Выступили мы из Волковцов в 5 часов вечера и шли по очень красивой и пересечённой местности, напоминавшей Западную Украину. По дороге приходилось постоянно останавливаться и пропускать вперёд по дороге то пехоту, то артиллерию, куда-то спешивших. Сами мы не торопились, так как попасть к месту назначения должны были только к ночи. В каком-то селении, где над обрывом виднелись развалины замка, мы встретились со Стародубовским драгунским полком, при взгляде на который у меня тоскливо сжалось сердце.
Любопытную картину представляют собой полки Туземной дивизии на походе. Беспорядочной вереницей тянутся сотни всадников, сидящих на лошадях всех мастей и калибров. Люди одеты кто во что горазд: кто в бурку, кто в черкеску, кто в кожаную куртку или гимнастёрку. Папахи, башлыки все разноцветные и не без фантазии. В посадке каждого, в вооружении, в манере держаться чувствуется индивидуальность, которая не видна в регулярных кавалерийских полках, где одинаковое обмундирование, седловка и выправка стирают личность и делают всех солдат похожих друг на друга.
Каждый всадник здесь носит винтовку и кинжал, как ему Бог положит на душу, направо и налево, за плечами, стволом вверх и стволом вниз, а то по горскому обычаю и притороченной к седлу, так что только кончик ствола выглядывает из груды разноцветных вьюков. В походе строй мало соблюдается, едут, где рядами, где по три, а где и просто кучками.
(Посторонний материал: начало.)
PR #449, opened 2017-01-24
CI: Pipe all output through cat, so progress bars aren't shown

mythmon:
This should avoid having CI dependency output larger than Circle will allow us to have. Lets check the logs to make sure that's true.


mythmon:
We have other verbosity issues now, but the issue this was supposed to fix was fixed. ☑️

PR #454, opened 2017-01-26
Fix #444: Alias global object to window in recipe-client sandboxes.

### LINKED ISSUE #444: setTimeout not defined in the recipe-client
When running a `show-heartbeat` recipe with the system add-on, I get the following error:

```
ReferenceError: setTimeout is not defined               RecipeRunner.jsm:176:13216
```

It appears to be happening inside the sandbox.

Osmose:
This fixes an issue where our babel-ified action code was trying to call `setTimeout` (because babel compiles to a browser-like environment) and failing because we were defining `window` in the sandbox as a standalone object, instead of aliasing it to the global object.

r?

### DIFF
--- a/recipe-client-addon/lib/RecipeRunner.jsm
+++ b/recipe-client-addon/lib/RecipeRunner.jsm
@@ -151,24 +151,32 @@ this.RecipeRunner = {
           let a = new Action(sandboxedDriver, sandboxedRecipe);
           a.execute()
             .then(actionFinished)
-            .catch(err => sandboxedDriver.log(err, 'error'));
+            .catch(actionFailed);
         };
 
-        window.registerAction = registerAction;
-        window.setTimeout = sandboxedDriver.setTimeout;
-        window.clearTimeout = sandboxedDriver.clearTimeout;
+        this.window = this;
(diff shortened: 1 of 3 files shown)


recipe-client-addon/lib/RecipeRunner.jsm
```diff
@@ -151,24 +151,32 @@ this.RecipeRunner = {
...
-        resolve(result);
+        resolve(clonedResult);
       };
       sandbox.actionFailed = err => {
+        // Error objects can't be cloned, so we just copy the message
+        // (which doesn't need to be cloned) to be somewhat useful.
+        const message = err.message;
         sandboxManager.removeHold("recipeExecution");
-        reject(err);
+        reject(new Error(message));
```
gijsk: Can we `Cu.reportError` the original error so we don't lose the stack?

gijsk: To be clear, I don't need to review this again with or without that added (if there's a reason not to). After spending what's coming up to half my life (uh oh) with bugzilla review+/- flags, I'm struggling with how to use this github approve vs. "request changes" vs. "just leave random comments" thing...

PR #458, opened 2017-01-30
recipe-client-addon: Fix missing import of LogManager in bootstrap::shutdown

mythmon:
Without this, we throw an error on shutdown, preventing the cleanups from happening.

~~This wasn't caught by the lints because the rule that understands `Cu.import` doesn't seem to understand scopes.~~ Correction: `Cu.import` is global, so it doesn't matter if we do it in function-local scopes.

In some cases, we didn't get to the `Cu.import` line in `startup`, so we never imported `LogManager` to begin with.

CC @kmaglione

### DIFF
--- a/recipe-client-addon/bootstrap.js
+++ b/recipe-client-addon/bootstrap.js
@@ -7,6 +7,14 @@ const {utils: Cu} = Components;
 Cu.import("resource://gre/modules/Services.jsm");
 Cu.import("resource://gre/modules/Preferences.jsm");
 Cu.import("resource://gre/modules/Log.jsm");
+Cu.import("resource://gre/modules/XPCOMUtils.jsm");
+
+XPCOMUtils.defineLazyModuleGetter(this, "LogManager",
+  "resource://shield-recipe-client/lib/LogManager.jsm");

Отдельные всадники, несмотря на запрещение, часто едут по обочине шоссе, а иногда и просто по полю. На ночёвках и просто при удобном случае многие всадники стараются отстать от полка с намерениями пограбить. С этим командование борется всеми от него зависящими мерами, но очень трудно в такое короткое время вытравить из горцев азиатский взгляд на войну.
Репутация Туземной дивизии, или, как нас зовут в Австрии, «диких
Часам к 11 ночи мы вошли в большое село, которое при свете луны казалось совсем разрушенным артиллерией и пожаром. В нём кое-где светились огни и, по-видимому, ещё имелось кое-какое население. На обширной площади, заваленной обгорелыми брёвнами и штукатуркой, полк спешился, и всё начальство до сотенных командиров включительно ушло в один из наиболее уцелевших домов, над которым на пике развевался какой-то значок. Это был, как говорили, временный штаб бригады.
Когда глаза привыкли к темноте, я разглядел, что с нами рядом стояла тёмная масса людей и лошадей какой-то тоже конной части. Несмотря на присутствие массы людей, на площади было тихо, и только фырканье коней и стук копыт нарушали тишину ночи. Влево за деревней, судя по звуку, в низине, изредка слышались раскатистые выстрелы наших трёхлинеек, на которые издалека лениво отвечали характерным «та-ку» австрийские винтовки.
После получасового ожидания начальство окончило своё совещание, и стало известно, что мы сейчас идём в окопы на смену 12-й кавалерийской дивизии. Без обеда и ужина, после пройденных 40 вёрст это было не очень приятное известие. В кромешной тьме под накрапывающим дождиком мы выступили из Усть-Бискупе, как называлось сожжённое селение. Спустились под гору и пошли по длинной гати, обсаженной чёрными, как уголь в ночи, деревьями. Судя по охватившей кругом сырости, дорога шла возле Днестра. Под лошадиными копытами туповато гудела мокрая дорога. Прыскали кони, вызванивали о стремена шашки, там и сям вспыхивали красные огоньки папирос. От шедшей впереди сотни наносило конским потом и кислотным душком ремённой амуниции. Этот запах был свой, родной, только коннице присущий запах. С первых дней училищной жизни и затем долгие и долгие месяцы и годы я чувствовал его по дорогам Буковины и Галиции, в донских и кубанских степях, и он, нерушимый душок кавалерийской части, стал мне с годами близок и дорог, как запах отчего дома.
Пройдя гать, мы вышли на обширное пустое пространство – на луговой берег Днестра. По тихой, вполголоса команде спешились, сдали лошадей коноводам и чуть видной в ночи массой выстроились вдоль дороги. Как командир первого взвода, я стоял рядом с Цешковским, который суетился по обыкновению и поминутно отлучался от сотни. Оказалось, что в темноте куда-то запропастились патронные вьюки и их теперь не могли найти. Из мрака было слышно, как начальство по этому случаю слегка поругалось.
− Этот Цешковский… настоящее дитя, − послышался как всегда ленивый голос командира полка. – Цешковский! – крикнул он недовольным голосом. − Где вы там? Пожалуйте сюда!
− Здесь, господин полковник!
− Ведите вашу сотню прямо по дороге до моста. Там вас встретит проводник от 12-й дивизии… Он вас доведёт до окопов… С Богом!